Your assignment
Return each line of the listing that has the word "type" in it.
++++
PR #2186, opened 2019-05-30
Do not limit the return type in interceptor

fa93hws:
Limiting the return type in the interceptor may not be ideal.
Consumer should be free to transform the incoming data to whatever data format they like.

There is only 2 LOCs so the issue step is skipped.😝

### DIFF
--- a/index.d.ts
+++ b/index.d.ts
@@ -116,7 +116,7 @@ export interface CancelTokenSource {
 }
 
 export interface AxiosInterceptorManager<V> {
-  use(onFulfilled?: (value: V) => V | Promise<V>, onRejected?: (error: any) => any): number;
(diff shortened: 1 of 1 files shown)


index.d.ts
```diff
@@ -115,8 +115,8 @@ export interface CancelTokenSource {
   cancel: Canceler;
 }
 
-export interface AxiosInterceptorManager<V> {
-  use(onFulfilled?: (value: V) => V | Promise<V>, onRejected?: (error: any) => any): number;
+export interface AxiosInterceptorManager<V, T = any> {
```
fa93hws: Provide an option to the consumer to enforce the type safety via generic.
++++
Response
Do not limit the return type in interceptor
Limiting the return type in the interceptor may not be ideal.
fa93hws: Provide an option to the consumer to enforce the type safety via generic.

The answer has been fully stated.